* Exercise
A single number is required: how many lines in the entries hold the word "compilation".

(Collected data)
━━━━
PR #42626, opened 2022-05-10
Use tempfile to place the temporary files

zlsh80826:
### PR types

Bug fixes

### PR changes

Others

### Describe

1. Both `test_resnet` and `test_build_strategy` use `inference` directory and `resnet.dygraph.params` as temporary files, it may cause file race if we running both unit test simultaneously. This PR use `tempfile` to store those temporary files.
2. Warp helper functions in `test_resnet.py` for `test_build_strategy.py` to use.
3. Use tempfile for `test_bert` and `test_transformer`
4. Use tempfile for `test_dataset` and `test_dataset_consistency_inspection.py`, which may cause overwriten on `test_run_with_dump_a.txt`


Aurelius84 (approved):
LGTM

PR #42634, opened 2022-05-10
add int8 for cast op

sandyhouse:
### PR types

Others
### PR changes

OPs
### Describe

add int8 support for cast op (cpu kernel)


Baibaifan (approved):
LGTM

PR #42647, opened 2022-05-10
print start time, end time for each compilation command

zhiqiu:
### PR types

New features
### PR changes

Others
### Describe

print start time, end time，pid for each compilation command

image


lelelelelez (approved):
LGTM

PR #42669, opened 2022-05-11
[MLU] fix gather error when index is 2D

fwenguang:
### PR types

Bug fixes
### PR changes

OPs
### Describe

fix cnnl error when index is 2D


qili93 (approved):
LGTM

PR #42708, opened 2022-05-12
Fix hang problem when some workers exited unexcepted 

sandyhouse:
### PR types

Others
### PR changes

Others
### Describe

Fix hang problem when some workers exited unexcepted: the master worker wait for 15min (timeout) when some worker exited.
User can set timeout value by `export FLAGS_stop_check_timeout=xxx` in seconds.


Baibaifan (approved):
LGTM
━━━━
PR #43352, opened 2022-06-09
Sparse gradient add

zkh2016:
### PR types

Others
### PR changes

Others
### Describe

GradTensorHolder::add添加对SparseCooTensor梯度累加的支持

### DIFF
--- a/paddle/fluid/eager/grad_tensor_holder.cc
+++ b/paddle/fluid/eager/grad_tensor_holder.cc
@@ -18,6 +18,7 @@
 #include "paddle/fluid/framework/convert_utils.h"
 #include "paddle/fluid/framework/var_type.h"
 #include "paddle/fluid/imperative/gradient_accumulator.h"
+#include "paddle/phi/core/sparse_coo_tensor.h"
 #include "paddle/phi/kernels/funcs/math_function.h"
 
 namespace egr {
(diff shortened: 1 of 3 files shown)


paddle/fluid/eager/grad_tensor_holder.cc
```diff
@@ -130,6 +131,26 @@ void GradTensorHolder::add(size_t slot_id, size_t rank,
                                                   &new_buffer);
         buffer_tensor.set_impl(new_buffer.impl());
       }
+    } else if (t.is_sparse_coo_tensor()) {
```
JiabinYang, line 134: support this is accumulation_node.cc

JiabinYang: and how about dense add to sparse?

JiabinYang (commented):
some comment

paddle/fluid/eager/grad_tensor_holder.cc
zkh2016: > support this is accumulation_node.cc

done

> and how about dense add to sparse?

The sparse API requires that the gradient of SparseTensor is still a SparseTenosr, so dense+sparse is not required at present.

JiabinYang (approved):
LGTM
━━━━
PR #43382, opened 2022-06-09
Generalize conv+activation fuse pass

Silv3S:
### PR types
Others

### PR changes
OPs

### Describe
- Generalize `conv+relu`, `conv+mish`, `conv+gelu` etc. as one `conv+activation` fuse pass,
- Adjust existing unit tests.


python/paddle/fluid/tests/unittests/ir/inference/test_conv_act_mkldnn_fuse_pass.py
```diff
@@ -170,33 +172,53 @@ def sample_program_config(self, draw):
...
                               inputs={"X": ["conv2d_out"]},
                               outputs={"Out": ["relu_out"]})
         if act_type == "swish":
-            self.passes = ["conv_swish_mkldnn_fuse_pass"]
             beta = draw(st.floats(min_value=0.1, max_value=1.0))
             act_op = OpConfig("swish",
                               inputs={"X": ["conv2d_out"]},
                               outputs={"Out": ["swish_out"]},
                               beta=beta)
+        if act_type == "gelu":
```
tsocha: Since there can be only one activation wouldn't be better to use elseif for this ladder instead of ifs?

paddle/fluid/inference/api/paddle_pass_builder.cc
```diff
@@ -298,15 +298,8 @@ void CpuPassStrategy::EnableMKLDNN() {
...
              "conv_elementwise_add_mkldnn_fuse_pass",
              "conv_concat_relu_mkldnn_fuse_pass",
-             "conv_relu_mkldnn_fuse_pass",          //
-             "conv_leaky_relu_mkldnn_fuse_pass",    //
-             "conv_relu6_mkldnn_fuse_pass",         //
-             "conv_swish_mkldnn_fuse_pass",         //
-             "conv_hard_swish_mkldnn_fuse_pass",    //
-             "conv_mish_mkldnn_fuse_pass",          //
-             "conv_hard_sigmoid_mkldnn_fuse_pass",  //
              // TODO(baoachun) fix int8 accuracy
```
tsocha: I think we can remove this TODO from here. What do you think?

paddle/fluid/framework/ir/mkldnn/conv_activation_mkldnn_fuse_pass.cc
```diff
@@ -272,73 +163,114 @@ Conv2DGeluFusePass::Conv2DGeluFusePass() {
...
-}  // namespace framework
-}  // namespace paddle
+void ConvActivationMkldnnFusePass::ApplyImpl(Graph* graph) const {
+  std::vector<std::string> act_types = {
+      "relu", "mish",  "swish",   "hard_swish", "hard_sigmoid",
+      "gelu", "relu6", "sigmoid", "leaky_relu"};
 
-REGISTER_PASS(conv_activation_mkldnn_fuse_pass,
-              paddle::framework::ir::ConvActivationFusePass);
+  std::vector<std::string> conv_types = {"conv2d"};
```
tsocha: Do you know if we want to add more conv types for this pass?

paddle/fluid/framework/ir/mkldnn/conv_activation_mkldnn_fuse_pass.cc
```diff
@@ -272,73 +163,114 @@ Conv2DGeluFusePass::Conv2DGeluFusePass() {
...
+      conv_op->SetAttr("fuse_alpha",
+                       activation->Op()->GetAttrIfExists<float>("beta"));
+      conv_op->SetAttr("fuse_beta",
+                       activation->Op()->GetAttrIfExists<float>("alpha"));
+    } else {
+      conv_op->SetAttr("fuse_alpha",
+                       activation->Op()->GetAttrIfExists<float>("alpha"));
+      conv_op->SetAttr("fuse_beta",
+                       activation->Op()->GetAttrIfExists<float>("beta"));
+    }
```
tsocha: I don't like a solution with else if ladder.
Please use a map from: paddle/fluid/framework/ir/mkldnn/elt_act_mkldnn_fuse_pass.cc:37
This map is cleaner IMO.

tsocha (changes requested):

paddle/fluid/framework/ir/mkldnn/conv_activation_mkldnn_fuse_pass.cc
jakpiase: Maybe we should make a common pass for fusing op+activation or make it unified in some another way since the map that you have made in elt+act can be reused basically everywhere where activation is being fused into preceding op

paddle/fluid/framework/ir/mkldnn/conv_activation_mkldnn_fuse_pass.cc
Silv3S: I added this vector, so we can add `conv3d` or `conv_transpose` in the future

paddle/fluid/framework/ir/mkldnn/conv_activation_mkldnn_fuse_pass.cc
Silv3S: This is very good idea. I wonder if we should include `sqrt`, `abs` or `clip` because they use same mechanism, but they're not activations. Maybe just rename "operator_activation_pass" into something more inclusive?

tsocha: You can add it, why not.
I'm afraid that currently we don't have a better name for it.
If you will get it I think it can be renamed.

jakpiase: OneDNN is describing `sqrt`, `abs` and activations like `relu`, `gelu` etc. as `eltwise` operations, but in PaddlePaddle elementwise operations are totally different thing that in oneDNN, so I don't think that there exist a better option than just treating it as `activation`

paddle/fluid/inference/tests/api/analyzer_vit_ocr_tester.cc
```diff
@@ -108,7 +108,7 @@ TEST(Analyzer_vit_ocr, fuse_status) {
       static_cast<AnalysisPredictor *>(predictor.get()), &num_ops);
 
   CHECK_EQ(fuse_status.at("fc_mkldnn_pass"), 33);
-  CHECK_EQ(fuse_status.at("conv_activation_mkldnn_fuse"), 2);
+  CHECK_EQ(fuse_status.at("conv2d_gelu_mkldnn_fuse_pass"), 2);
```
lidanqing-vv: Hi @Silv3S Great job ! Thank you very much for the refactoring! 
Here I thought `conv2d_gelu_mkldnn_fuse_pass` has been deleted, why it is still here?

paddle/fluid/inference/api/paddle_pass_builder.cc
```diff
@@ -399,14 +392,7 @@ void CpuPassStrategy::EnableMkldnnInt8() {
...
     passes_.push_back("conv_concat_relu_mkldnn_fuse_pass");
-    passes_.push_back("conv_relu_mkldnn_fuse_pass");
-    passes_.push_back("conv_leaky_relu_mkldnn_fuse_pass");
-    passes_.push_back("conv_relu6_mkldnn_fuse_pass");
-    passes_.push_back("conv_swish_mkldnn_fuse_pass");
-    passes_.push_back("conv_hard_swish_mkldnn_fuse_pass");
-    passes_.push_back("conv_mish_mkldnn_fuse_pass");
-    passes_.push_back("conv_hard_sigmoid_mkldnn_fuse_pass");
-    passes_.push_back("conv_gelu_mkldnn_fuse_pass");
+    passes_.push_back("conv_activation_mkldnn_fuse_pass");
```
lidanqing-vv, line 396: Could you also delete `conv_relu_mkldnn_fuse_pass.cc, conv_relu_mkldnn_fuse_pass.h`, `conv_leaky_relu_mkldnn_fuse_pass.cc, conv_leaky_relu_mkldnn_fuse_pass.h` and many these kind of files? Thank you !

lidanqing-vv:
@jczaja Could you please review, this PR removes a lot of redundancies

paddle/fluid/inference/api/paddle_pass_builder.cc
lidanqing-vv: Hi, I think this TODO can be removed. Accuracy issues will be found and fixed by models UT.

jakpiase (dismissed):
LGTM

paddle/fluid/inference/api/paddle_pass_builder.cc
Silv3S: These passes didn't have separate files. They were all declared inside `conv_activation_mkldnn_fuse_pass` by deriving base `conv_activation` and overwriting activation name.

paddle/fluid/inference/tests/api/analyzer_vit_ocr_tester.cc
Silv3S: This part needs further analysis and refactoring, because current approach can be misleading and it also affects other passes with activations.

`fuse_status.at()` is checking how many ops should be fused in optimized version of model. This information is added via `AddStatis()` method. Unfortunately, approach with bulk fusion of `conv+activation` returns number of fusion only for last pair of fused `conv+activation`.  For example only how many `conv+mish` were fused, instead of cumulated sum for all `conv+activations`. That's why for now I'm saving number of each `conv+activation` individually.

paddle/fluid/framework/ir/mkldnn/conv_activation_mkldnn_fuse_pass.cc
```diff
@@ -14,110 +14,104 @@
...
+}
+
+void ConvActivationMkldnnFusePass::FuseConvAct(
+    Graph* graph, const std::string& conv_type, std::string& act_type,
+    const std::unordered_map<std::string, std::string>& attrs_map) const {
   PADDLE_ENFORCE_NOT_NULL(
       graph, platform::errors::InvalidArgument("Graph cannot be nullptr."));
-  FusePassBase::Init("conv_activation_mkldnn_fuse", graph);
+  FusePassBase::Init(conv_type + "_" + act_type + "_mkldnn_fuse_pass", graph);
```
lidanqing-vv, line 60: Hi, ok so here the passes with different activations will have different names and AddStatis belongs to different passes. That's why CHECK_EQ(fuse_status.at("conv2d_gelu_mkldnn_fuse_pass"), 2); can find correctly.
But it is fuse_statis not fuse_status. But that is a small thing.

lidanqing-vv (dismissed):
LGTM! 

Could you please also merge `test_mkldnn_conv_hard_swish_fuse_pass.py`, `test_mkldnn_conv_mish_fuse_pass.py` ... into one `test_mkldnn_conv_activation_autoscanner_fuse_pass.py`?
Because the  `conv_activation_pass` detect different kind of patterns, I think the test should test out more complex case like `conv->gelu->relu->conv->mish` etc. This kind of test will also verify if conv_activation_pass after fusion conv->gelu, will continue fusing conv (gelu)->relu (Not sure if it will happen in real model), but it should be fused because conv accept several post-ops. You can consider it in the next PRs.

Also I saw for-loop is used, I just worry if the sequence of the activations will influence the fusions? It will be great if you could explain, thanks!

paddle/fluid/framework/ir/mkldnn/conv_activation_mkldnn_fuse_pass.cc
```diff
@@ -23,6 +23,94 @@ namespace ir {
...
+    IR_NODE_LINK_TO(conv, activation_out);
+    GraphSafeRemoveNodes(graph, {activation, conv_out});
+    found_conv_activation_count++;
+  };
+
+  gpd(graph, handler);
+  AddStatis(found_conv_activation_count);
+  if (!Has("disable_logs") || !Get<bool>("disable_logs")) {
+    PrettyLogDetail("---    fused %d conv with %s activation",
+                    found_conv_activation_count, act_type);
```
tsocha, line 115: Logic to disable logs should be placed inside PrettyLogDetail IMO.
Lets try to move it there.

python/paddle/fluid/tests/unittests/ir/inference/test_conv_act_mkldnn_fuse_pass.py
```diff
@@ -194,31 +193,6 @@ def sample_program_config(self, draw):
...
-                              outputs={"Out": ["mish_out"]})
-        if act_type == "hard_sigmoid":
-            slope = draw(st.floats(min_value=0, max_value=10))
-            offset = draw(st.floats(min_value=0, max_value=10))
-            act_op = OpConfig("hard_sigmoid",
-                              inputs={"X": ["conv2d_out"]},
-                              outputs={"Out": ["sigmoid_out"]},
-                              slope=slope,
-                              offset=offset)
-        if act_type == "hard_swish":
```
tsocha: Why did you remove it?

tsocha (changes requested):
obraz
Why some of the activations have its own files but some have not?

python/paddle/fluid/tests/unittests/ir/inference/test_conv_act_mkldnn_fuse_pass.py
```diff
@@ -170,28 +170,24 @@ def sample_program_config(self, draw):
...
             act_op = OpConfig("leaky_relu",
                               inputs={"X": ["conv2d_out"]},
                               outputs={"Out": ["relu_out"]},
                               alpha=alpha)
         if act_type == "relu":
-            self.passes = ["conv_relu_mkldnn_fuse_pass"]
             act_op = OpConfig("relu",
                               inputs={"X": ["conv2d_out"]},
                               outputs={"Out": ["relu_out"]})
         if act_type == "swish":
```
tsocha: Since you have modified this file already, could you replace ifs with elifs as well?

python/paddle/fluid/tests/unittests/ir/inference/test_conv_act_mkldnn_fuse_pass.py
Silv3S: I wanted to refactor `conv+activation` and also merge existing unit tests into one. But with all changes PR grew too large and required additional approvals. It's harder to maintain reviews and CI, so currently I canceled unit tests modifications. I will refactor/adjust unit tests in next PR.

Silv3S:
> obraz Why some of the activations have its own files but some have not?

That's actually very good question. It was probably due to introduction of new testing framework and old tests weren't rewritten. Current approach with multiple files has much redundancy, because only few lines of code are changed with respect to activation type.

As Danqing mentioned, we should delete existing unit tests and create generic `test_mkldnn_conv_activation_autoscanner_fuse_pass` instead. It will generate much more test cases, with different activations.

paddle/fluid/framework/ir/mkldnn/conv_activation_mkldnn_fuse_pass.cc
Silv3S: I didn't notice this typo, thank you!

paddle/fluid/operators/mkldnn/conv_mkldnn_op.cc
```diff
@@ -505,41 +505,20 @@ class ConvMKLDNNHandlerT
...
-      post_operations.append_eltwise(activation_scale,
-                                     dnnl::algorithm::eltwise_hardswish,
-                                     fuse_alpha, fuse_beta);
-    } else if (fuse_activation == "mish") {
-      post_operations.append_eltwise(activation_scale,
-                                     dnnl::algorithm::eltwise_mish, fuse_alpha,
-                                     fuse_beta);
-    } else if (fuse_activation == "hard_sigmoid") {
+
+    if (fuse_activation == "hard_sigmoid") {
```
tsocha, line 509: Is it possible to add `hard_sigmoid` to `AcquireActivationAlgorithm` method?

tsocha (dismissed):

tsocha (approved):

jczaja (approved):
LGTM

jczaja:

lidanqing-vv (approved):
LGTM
━━━━
* Exercise solution
2